Unnamed: 0,Like Popcorn,Age,favorite,Loves Troll_2
0,yes,12,Blue,yes
1,no,87,Green,yes
2,no,44,Blue,no


we know that this Refers to the $Training$ $Dataset$.

$x_{i}$ refer to a row of measurements that we will use to $predict$ if someone $Loves Troll2$.

and $y_{i}$ refer whether or not someone $Loves Troll2$.

Now we Need a Differentiable $Loss$ $Function$ that will work for $classification$.

I think the easiest way to understand the most commonly used $Loss$ $Function$ for classification is show how it works on a graph

the $red$ $dot$ with the $probability$ $of$ $Loving$ $Troll2$ = $0$ represents the one person that does not $Love$ $Troll2$  

and the $Blue$ $Dots$ with a $probability$ $of$ $Loving$ $Troll2=1$ , represents the two people that $Love$ $Troll2$.
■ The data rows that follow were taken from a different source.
PR #4606, opened 2023-05-30
WAITP-1199 Setup API abstraction

acdunham:
### Changes:
- Setup basic API files for `tupaia-web`
- Install `axios`

Note: No actual API calls in there yet, these will come when we do the associated functionality I believe

### DIFF
--- a/packages/tupaia-web/src/api/api.ts
+++ b/packages/tupaia-web/src/api/api.ts
@@ -31,6 +31,7 @@ const getRequestOptions = (options: RequestParametersWithMethod) => {
   };
 };
 
+// Todo: Move api request util to ui-components and allow for mapping to backend request type safety
 const request = async (endpoint: string, options: RequestParametersWithMethod) => {
   const requestOptions = getRequestOptions(options);
 
--- a/packages/tupaia-web/src/api/api.ts
+++ b/packages/tupaia-web/src/api/api.ts
@@ -1,0 +1,71 @@
+/*
+ * Tupaia
+ * Copyright (c) 2017 - 2023 Beyond Essential Systems Pty Ltd
+ *
+ */
+import axios from 'axios';
+import FetchError from './fetchError';
+import { getApiUrl } from '../utils';
+
+// withCredentials needs to be set for cookies to save @see https://developer.mozilla.org/en-US/docs/Web/API/XMLHttpRequest/withCredentials
+axios.defaults.withCredentials = true;
+
+const timeout = 45 * 1000; // 45 seconds
+
+type RequestParameters = Record<string, any> & {
+  params?: Record<string, any>;
+};
+
+type RequestParametersWithMethod = RequestParameters & {
+  method: 'get' | 'post' | 'put' | 'delete';
+};
+const getRequestOptions = (options: RequestParametersWithMethod) => {
+  const locale = window.location.pathname.split('/')[1];
+  return {
+    ...options,
+    timeout,
+    params: {
+      ...options.params,
+      locale,
+    },
+  };
+};
+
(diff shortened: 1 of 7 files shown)


packages/tupaia-web/src/utils/getApiUrl.ts
```diff
@@ -0,0 +1,8 @@
+/*
+ * Tupaia
+ *  Copyright (c) 2017 - 2023 Beyond Essential Systems Pty Ltd
+ */
+
+export const getApiUrl = () => {
+  return process.env.REACT_APP_CONFIG_SERVER_BASE_URL || 'http://localhost:8080/api/v1/';
```
rohan-bes, line 7:
```suggestion
  return process.env.REACT_APP_TUPAIA_WEB_API_URL || 'http://localhost:8100/api/v1/';
```
I think that's the standard .env var pattern now 👍

packages/tupaia-web/src/api/api.ts
rohan-bes, line 1: Sorry if this holds things up a bit, but @tcaiger and I were discussing if we'd like to abstract out this interface. We use it in every front-end (except for admin-panel I think) and it'd be nice to make things DRY-er.

Also, I see a neat potential for converting the `request` function into a generic function which could allow for some really nice mapping between backend and frontend type interfaces.

@acdunham would it be okay if you @tcaiger and myself had a chat on this one later this week?

tcaiger: ps. I'd be keen to get @EMcQ-BES in on this too since it is the. design of the interface between the front end and backend types.

packages/tupaia-web/src/api/mutations/index.ts
```diff
@@ -0,0 +1,10 @@
+/*
+ * Tupaia
+ * Copyright (c) 2017 - 2023 Beyond Essential Systems Pty Ltd
+ *
+ */
+
+export * from './useLogin';
+export * from './useLogout';
+export * from './useRegisterUser';
+export * from './useUpdateFavouriteDashboardItem';
```
tcaiger, line 10:
```suggestion

```
Let's add these as reqiured

packages/tupaia-web/src/utils/getApiUrl.ts
```diff
@@ -0,0 +1,8 @@
+/*
+ * Tupaia
+ *  Copyright (c) 2017 - 2023 Beyond Essential Systems Pty Ltd
+ */
+
+export const getApiUrl = () => {
```
tcaiger, line 6: I think that in lesmis there was a bit more going on to get the api url but here it is very simple and also probably only ever used in the api function so can we please move this function in to the api.ts file.

packages/tupaia-web/src/api/api.ts
```diff
@@ -0,0 +1,71 @@
...
+    ...options,
+    timeout,
+    params: {
+      ...options.params,
+      locale,
+    },
+  };
+};
+
+const request = async (endpoint: string, options: RequestParametersWithMethod) => {
```
tcaiger, line 34:
```suggestion
// Todo: Move api request util to ui-components and allow for mapping to backend request type safety
const request = async (endpoint: string, options: RequestParametersWithMethod) => {
```

Can we add a comment like the above so that it's obvious that this is still a work in progress. thanks

tcaiger (changes requested):
Looks good. Just left a few small suggestions relating to these changes and then we will pick up the extra work that Rohan suggested in a new pr later.

packages/tupaia-web/src/api/api.ts
rohan-bes: Thanks guys 👍 Set up a meeting for this next week when we'll all be in Waiheke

in other words the $Red$ and $Blue$  dots are the $observed$ values.

and we can draw a dotted line to represent the $predicted$ $probability$ that someone $Love$ $Troll2$.

In this examples i have set the $probability$ to $0.67$ $predicted$.

Now just we do for $Logistic$ $Regression$ we can calculate the $log(likelihood)$ of the data given the predicted probability.

Log(likelihood of the observed data given the prediction) equal to.

\begin{equation}
\sum_{i=1}^Ny_{i}{\log(p)} + (1-y_{i}){\log(1-p)}
\end{equation}

p's refer to the predicted probability which is 0.67 in this example:

and y_{i} refer to the observed values for $Loves$ $Troll2$.

for the two people who $Love$ $Troll2$ $y_{i} = 1$ which means that this term will be $0$ ,${(1-y_{i}){\log}(1-p)}$ 

leaving just ${\log(p)}$.

in constrast  for the one person who does not $Love$ $Troll2$ $y_{i}=0$ which means $y_{i}{\log(p)}$ this trem will be zero.

leaving just ${\log(1-p)}$.

Now Summation to calculate the $log(likelihood)$ of all three $observed$ values.

we will start by calculating the $log(likelihood)$ for the first person...

because this person $love$ $troll2$ $y_{1}=1$.

\begin{equation}
y_{1}*{\log(p)} + (1-y_{1})*{\log(1-p)}
\end{equation}

\begin{equation}
1*{\log(p)} + (1-1)*{\log(1-p)}
\end{equation}

\begin{equation}
1*{\log(p)}  = {\log(0.67)}
\end{equation}

and the $log(likelihood)$ for the first person given the predicted probability is the ${\log(0.67)}$.

now let's calculate the $log(likelihood)$ for the second person ${y_{2} = 1}$.

\begin{equation}
y_{2}*{\log(p)} + (1-y_{2})*{\log(1-p)}
\end{equation}

\begin{equation}
1*{\log(p)} + (1-1)*{\log(1-p)}
\end{equation}

\begin{equation}
1*{\log(p)}  = {\log(0.67)}
\end{equation}

same for third person $y_{3} = 0$.

\begin{equation}
y_{3}*{\log(p)} + (1-y_{3})*{\log(1-p)}
\end{equation}

\begin{equation}
0*{\log(p)} + (1-0)*{\log(1-p)}
\end{equation}

\begin{equation}
1*{\log(1-p)} = {\log(1-0.67)}
\end{equation}

\begin{equation}
{\log(1-0.67)} = {\log(0.33)}
\end{equation}

Note: The better the prediction , the larger the ${log(likelihood)}$ and this is and this is why, when doing $Logistic$ $Regression$ , the goal is to maximize the $log(likelihood)$.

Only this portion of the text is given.